[Data items]

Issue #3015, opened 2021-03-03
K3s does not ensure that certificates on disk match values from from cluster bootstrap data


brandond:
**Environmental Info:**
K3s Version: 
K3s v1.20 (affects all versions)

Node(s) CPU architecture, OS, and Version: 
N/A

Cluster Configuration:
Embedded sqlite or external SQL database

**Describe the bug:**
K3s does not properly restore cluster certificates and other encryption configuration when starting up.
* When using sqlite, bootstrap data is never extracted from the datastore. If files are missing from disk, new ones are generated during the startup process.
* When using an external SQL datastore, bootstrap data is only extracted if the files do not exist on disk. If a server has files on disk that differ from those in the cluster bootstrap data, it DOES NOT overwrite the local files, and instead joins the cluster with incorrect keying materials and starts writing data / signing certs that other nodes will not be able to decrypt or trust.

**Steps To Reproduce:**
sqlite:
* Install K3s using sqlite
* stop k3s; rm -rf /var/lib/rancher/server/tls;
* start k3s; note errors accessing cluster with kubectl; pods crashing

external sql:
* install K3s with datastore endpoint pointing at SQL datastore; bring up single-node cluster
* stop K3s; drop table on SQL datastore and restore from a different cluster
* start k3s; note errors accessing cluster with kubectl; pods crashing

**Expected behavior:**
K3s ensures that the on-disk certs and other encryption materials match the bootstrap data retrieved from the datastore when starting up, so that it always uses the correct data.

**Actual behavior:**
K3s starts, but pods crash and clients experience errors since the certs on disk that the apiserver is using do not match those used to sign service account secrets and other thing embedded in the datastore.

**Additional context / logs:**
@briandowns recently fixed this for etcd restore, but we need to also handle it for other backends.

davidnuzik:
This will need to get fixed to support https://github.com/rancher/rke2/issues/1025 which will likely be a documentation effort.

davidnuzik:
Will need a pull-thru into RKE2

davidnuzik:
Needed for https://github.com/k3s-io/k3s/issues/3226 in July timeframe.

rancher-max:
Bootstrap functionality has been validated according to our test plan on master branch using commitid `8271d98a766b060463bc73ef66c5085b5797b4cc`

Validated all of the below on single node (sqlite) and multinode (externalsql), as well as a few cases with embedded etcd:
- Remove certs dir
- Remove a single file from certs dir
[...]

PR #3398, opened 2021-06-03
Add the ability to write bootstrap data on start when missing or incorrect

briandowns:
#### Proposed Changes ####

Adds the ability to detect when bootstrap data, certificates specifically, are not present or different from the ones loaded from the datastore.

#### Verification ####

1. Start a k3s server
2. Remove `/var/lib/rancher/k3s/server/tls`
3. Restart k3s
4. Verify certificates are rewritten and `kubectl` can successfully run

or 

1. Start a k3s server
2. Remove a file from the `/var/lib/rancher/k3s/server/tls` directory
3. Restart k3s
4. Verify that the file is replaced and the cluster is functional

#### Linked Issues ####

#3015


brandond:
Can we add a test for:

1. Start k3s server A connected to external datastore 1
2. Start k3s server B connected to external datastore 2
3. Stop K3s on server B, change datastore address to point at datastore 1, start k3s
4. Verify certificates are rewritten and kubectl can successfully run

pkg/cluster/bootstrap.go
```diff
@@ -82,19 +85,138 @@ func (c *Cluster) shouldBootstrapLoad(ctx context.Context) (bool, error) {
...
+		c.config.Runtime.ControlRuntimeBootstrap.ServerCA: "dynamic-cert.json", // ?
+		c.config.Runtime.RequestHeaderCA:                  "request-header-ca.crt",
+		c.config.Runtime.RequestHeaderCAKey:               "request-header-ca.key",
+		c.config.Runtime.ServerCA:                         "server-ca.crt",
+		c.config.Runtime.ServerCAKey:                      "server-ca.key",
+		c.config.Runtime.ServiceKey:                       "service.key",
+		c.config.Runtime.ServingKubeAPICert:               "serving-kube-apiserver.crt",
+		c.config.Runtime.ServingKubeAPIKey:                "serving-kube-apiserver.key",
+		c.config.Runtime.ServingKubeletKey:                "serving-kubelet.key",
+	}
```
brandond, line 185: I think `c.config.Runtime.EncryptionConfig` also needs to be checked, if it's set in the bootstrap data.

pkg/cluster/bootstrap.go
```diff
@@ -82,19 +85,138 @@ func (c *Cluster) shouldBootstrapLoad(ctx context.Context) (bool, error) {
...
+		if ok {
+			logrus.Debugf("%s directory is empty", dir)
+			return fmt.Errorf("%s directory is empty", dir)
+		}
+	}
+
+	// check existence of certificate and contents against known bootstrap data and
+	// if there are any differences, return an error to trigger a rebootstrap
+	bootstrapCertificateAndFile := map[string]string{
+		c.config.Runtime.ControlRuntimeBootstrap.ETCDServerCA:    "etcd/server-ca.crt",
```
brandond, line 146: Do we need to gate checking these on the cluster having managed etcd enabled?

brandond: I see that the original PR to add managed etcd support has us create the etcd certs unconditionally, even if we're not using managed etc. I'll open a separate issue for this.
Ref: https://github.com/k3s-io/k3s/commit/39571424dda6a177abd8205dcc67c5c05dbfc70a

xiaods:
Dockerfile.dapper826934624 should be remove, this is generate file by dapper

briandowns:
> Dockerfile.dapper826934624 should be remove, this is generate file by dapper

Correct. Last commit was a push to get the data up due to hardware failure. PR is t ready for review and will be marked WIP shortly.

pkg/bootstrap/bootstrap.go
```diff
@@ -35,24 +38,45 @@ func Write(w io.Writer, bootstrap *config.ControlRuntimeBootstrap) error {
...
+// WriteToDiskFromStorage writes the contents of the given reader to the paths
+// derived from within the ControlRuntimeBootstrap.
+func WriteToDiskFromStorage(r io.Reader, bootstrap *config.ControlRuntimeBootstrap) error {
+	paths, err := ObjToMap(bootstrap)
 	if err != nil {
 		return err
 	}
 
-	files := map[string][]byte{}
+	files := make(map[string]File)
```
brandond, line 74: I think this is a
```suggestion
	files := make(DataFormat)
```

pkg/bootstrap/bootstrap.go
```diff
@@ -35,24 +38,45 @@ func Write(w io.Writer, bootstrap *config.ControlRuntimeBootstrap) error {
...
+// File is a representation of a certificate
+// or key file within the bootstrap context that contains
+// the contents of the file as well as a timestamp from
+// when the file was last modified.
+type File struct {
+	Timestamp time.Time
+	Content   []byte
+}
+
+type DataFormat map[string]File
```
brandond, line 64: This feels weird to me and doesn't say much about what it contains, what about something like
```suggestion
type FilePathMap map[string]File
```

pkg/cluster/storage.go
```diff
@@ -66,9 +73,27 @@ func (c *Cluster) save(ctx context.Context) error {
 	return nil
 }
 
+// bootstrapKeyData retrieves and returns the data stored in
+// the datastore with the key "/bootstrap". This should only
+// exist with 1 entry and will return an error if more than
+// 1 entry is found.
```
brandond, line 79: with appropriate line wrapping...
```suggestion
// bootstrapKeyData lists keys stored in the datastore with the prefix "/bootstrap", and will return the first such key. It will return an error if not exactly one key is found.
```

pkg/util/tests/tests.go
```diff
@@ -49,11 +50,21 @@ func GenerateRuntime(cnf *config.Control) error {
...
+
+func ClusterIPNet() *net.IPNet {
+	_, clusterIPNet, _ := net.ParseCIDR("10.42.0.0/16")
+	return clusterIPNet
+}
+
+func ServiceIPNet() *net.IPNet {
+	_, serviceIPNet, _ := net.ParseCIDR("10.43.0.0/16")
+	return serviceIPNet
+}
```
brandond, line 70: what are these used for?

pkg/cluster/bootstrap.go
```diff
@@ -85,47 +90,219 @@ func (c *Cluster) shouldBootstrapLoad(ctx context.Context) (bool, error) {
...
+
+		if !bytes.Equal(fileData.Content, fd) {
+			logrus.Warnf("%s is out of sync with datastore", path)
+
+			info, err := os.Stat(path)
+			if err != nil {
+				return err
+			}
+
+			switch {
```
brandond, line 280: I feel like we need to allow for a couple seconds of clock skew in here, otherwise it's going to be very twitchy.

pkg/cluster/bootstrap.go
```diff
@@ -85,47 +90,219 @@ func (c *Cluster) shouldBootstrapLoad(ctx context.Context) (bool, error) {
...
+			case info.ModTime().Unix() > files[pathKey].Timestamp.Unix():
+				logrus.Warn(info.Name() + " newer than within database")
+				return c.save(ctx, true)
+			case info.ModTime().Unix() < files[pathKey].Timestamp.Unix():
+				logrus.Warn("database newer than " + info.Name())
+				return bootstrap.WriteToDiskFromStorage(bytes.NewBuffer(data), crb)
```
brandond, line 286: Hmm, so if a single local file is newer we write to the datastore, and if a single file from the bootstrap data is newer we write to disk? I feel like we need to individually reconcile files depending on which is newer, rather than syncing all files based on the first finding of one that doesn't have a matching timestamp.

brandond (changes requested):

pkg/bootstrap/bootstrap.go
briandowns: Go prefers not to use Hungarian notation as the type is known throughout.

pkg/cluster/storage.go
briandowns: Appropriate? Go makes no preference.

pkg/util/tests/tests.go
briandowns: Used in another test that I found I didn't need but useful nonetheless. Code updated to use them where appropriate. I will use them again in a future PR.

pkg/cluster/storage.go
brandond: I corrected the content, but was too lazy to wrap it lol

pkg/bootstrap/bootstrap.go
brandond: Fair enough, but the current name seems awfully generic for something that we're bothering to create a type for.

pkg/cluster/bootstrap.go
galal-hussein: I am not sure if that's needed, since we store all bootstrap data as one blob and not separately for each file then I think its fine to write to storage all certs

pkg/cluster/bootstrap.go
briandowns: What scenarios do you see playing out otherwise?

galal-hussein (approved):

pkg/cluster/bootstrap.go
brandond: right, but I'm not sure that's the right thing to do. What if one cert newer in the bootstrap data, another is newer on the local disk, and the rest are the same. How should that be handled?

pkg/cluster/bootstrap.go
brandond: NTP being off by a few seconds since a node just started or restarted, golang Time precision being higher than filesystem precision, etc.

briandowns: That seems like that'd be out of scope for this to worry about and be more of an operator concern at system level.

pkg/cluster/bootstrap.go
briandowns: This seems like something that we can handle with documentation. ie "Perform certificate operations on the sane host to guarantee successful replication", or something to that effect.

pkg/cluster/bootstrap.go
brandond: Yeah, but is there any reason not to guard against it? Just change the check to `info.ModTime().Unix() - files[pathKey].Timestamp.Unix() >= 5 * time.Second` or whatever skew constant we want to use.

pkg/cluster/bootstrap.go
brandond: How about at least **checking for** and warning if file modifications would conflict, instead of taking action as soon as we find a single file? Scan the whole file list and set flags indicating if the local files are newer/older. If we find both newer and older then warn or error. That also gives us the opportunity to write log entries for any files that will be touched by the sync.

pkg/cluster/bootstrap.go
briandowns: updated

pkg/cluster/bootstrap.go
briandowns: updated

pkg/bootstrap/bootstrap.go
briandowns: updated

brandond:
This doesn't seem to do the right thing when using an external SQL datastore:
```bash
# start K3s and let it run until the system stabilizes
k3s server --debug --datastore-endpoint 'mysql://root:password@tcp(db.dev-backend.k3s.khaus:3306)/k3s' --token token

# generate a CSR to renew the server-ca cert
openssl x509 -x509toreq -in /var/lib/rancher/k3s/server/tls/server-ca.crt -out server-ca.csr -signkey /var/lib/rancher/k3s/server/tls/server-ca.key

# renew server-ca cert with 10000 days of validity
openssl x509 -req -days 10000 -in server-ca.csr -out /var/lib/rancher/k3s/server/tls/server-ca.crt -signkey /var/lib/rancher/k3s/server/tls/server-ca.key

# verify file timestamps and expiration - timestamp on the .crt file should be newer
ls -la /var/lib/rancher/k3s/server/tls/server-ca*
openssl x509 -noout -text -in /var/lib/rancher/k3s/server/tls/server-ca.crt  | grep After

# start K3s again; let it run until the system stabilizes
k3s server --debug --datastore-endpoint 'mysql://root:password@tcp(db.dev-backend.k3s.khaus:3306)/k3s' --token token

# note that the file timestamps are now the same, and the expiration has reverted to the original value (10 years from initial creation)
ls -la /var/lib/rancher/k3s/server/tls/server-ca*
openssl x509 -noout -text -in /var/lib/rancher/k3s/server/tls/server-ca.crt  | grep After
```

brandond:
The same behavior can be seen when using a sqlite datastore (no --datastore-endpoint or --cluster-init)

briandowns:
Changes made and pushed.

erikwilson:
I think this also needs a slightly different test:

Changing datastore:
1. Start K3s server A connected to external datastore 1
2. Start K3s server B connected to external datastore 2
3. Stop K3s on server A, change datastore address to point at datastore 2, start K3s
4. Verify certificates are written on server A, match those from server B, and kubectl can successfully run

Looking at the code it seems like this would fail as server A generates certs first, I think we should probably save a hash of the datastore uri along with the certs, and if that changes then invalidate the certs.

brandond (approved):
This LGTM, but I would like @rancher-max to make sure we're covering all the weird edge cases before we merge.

** Your instructions **
Each line in the data that holds the string "there" needs to be copied.

** Completed task **
+	// if there are any differences, return an error to trigger a rebootstrap
brandond: Yeah, but is there any reason not to guard against it? Just change the check to `info.ModTime().Unix() - files[pathKey].Timestamp.Unix() >= 5 * time.Second` or whatever skew constant we want to use.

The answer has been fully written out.